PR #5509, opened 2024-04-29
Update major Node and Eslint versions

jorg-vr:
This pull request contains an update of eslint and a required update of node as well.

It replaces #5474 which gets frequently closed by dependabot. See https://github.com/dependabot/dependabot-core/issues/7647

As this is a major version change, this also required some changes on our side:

──────────

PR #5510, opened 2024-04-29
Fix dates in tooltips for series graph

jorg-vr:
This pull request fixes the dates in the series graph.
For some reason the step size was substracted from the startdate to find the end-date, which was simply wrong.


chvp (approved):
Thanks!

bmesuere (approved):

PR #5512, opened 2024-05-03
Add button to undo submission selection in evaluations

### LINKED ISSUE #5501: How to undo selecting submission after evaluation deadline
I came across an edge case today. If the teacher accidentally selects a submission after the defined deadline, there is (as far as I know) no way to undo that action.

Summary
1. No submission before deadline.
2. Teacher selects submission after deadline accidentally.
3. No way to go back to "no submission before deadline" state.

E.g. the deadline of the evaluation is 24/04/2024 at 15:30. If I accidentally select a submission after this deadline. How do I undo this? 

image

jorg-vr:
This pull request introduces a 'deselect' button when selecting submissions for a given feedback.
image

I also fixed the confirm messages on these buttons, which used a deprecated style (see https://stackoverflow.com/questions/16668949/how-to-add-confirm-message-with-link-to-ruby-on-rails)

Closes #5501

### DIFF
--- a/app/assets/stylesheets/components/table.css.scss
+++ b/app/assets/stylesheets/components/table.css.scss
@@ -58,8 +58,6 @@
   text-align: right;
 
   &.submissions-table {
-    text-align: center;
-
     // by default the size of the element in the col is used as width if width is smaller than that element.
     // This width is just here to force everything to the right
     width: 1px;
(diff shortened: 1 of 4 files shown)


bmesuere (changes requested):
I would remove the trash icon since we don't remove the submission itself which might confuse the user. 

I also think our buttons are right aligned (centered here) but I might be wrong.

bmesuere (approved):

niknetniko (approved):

──────────

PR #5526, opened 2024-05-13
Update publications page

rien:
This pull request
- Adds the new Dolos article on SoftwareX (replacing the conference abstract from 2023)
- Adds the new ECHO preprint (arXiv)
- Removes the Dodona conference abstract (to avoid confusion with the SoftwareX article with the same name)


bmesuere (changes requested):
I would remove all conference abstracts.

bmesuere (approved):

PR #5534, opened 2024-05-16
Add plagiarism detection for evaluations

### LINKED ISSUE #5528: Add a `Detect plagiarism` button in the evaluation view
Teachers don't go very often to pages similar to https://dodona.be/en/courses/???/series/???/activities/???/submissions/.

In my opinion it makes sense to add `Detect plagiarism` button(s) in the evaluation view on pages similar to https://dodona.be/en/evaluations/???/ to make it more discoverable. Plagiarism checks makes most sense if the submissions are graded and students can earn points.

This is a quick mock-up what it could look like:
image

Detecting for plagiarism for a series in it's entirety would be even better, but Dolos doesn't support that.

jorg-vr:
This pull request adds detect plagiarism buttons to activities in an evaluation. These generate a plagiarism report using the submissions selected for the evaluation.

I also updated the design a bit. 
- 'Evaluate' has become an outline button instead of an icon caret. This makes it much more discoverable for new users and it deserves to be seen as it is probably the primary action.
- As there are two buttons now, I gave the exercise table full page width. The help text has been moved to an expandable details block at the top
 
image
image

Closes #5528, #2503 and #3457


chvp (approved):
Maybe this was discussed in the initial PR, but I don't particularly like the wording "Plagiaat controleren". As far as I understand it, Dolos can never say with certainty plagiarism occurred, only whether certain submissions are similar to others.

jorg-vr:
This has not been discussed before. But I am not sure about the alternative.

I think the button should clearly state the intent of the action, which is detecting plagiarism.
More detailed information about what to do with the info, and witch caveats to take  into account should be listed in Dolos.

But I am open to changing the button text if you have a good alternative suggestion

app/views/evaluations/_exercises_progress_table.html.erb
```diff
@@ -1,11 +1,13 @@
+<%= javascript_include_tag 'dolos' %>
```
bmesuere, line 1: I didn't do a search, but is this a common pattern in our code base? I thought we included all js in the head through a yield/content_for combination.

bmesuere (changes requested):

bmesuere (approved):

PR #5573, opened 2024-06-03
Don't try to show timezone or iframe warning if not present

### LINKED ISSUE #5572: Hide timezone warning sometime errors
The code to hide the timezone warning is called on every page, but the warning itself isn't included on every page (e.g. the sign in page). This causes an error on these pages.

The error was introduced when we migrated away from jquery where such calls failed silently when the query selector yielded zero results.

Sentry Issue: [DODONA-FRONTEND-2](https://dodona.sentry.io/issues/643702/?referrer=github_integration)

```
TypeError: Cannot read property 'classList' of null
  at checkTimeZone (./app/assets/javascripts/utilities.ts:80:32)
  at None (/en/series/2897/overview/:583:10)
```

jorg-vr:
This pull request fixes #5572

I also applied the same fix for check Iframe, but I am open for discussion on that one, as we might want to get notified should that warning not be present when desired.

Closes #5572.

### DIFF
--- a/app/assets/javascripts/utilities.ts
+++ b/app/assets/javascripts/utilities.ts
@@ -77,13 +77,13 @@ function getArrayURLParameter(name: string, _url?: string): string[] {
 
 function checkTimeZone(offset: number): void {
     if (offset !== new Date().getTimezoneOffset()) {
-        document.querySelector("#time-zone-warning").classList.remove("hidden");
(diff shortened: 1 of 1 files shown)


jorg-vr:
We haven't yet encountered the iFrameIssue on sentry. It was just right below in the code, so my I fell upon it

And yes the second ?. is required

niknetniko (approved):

──────────

## Required action
Reproduce the lines of the entries above from the one with "- Removes the" to the one with "PR #5534, opened 2024-05-16", both included, exactly and without any other line.

## Answer to this problem
- Removes the Dodona conference abstract (to avoid confusion with the SoftwareX article with the same name)


bmesuere (changes requested):
I would remove all conference abstracts.

bmesuere (approved):

PR #5534, opened 2024-05-16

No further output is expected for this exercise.